Walks that cannot hit the boundary

I've casually proved, as application of some ideas that I am developing, a result that might be of interest in itself. I am completely new in this field and then I would like to ask your help to understand: 1) might it be of interest? 2) Is it trivial, in the sense that it can be proved directly? 3) is it well-known?

Let me fix a planar and regular setting, even if I could state the result in more general settings: let $n\geq1$ be a fixed integer and $P=[-n,n]^2\subseteq\mathbb Z^2$. Let me fix the following notation: given $(x,y)\in P$, I will denote by $A(x,y)$ the set formed by the following at most five points: $(x-1,y),(x,y),(x+1,y),(x,y-1),(x,y+1)$, where at most means that if one of those points does not belong to $P$, then I will not consider it.

Now, the situation is the following: for any point $p\in P$, let $\gamma_p$ a walk starting on $p$ and ending on $p^+$. I suppose that: if a walk hits the boundary, then it ends. In particular, if $p\in\partial P$, then $p^+=p$.
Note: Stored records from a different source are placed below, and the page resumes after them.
PR #13278, opened 2020-04-10
Makes solars auto-track again

AffectedArc07:
## What Does This PR Do
This PR fixes the issue of the tcomms solar tracker not auto-tracking the solars, and the AI having to either set them, or forget about it. The issue was the order of initializations, as visualised below
image

Now the solars initialize as part of the Sun subsystem (handles solar rotation and tracking, so I guess it makes sense)

## Why It's Good For The Game
The solars which have the auto-track flag in the code, should actually auto track instead of just being broken, redundant code.

## Changelog
:cl:
fix: Telecoms solars now auto-track again
/:cl:


AffectedArc07:
Well then, turns out this has no open issues for it.

Spacemanspark:
Thank fuck

code/modules/power/solar.dm
```diff
@@ -285,13 +285,14 @@
 	autostart = 1 // Automatically start
 
 /obj/machinery/power/solar_control/Initialize()
-	..()
-	if(!powernet)
-		return
+	SSsun.solars |= src
+	. = ..()
+
+/obj/machinery/power/solar_control/proc/setup()
```
Crazylemon64, line 291: How would this work for maploaded solars? I don't see a mechanism for calling setup outside of the sun subsystem startup

AffectedArc07: My bad

PR #13282, opened 2020-04-11
Remove crowbarring sound on blast doors and update the proc

datlo:
Remove crowbarring sound on blast doors, whether succesful or not.  Succesfully forcing a blast door open already plays the 'shutters opening' sound.

Trying to force open a powered blast doors (or shutters) will now display a message saying that the door resists your effort to force it.

Forcing open an unpowered blast doors or shutters will now take 5 seconds with a crowbar, or 1.25 seconds with a fire axe or jaws of life.

Fire axe toolspeed is now 0.25 to make it open the blast doors/shutters faster, was not used before this PR.

:cl:
tweak: Blast doors no longer make a sound when crowbarred.
tweak: Forcing open an unpowered blast doors now takes 5 seconds, faster with a fireaxe/power tool.
/:cl:

### DIFF
--- a/code/game/machinery/doors/poddoor.dm
+++ b/code/game/machinery/doors/poddoor.dm
@@ -59,16 +59,6 @@
 /obj/machinery/door/poddoor/try_to_activate_door(mob/user)
  	return
 
-/obj/machinery/door/poddoor/crowbar_act(mob/user, obj/item/I)
-	if(user.a_intent == INTENT_HARM)
-		return
-	. = TRUE
-	if(operating)
-		return
-	if(!I.use_tool(src, user, 0, volume = 0))
-		return
-	try_to_crowbar(user, I)
-
 /obj/machinery/door/poddoor/try_to_crowbar(mob/user, obj/item/I)
 	if(!density)
 		return
--- a/code/game/machinery/doors/poddoor.dm
+++ b/code/game/machinery/doors/poddoor.dm
@@ -59,9 +59,28 @@
 /obj/machinery/door/poddoor/try_to_activate_door(mob/user)
  	return
 
-/obj/machinery/door/poddoor/try_to_crowbar(obj/item/I, mob/user)
+/obj/machinery/door/poddoor/crowbar_act(mob/user, obj/item/I)
+	if(user.a_intent == INTENT_HARM)
+		return
+	. = TRUE
+	if(operating)
+		return
+	if(!I.use_tool(src, user, 0, volume = 0))
+		return
+	try_to_crowbar(user, I)
+
+/obj/machinery/door/poddoor/try_to_crowbar(mob/user, obj/item/I)
+	if(!density)
+		return
 	if(!hasPower())
-		open()
+		to_chat(user, "<span class='notice'>You start forcing [src] open...</span>")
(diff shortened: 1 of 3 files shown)


datlo:
Updated 'pod door' to blast doors because I forgot the type is pod door for blast doors for some reason

code/game/machinery/doors/poddoor.dm
```diff
@@ -59,9 +59,28 @@
...
  	return
 
-/obj/machinery/door/poddoor/try_to_crowbar(obj/item/I, mob/user)
+/obj/machinery/door/poddoor/crowbar_act(mob/user, obj/item/I)
+	if(user.a_intent == INTENT_HARM)
+		return
+	. = TRUE
+	if(operating)
+		return
+	if(!I.use_tool(src, user, 0, volume = 0))
```
Crazylemon64, line 68: The entire purpose of this redefinition of this proc is to make sure the tool doesn't play a sound here, right? Could you instead define a variable like `play_tool_sound_on_force` on `/obj/machinery/door/poddoor/crowbar_act` that would control whether to use the tool volume or 0 for the `use_tool` volume?

datlo: Now that I think bout it, I dont think any doors played the crowbar sound on being forced before the tool refactor

Ill just change the original door proc to not make a sound

Crazylemon64: Fine by me

code/game/objects/items/weapons/twohanded.dm
```diff
@@ -179,6 +179,7 @@
 	slot_flags = SLOT_BACK
 	force_unwielded = 5
 	force_wielded = 24
+	toolspeed = 0.25
```
Kyep, line 182: Isn't this a general buff to fireaxes?

datlo: No, toolspeed isnt used by fireaxes anywhere before this pr.

code/game/machinery/doors/poddoor.dm
```diff
@@ -59,9 +59,18 @@
...
  	return
 
-/obj/machinery/door/poddoor/try_to_crowbar(obj/item/I, mob/user)
+/obj/machinery/door/poddoor/try_to_crowbar(mob/user, obj/item/I)
+	if(!density)
+		return
 	if(!hasPower())
-		open()
+		to_chat(user, "<span class='notice'>You start forcing [src] open...</span>")
+		if(do_after(user, 50 * I.toolspeed, target = src))
```
farie82, line 67: can put hasPower in as an extra check for the do_after. This will stop the do_after from working if the door regains power. Can also remove the line below then

datlo: If I do this it will remove user feedback on the fact the pod door is powered again, which is why the forcing open failed. Or I will need to check if door is powered to show a message or not which defeats the point of the change... Keeping it as is.

farie82: You can still have the feedback. Just move it down into the else of the `do_after`. That way the user won't do work while it won't result in anything and the user is notified on why it failed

Definition: A flow is a family of walks $\gamma_p$, one for each $p\in P$, such that: for all $p\in P$, whenever $q\in A(p)$, then $q^+\in A(p^+)$.

My result would be: Given a flow of walks, there is at least one walk which does not hit the boundary.

I was thinking that it might be useful to prove that some walks are bounded, but I repeat that I am really new in this field.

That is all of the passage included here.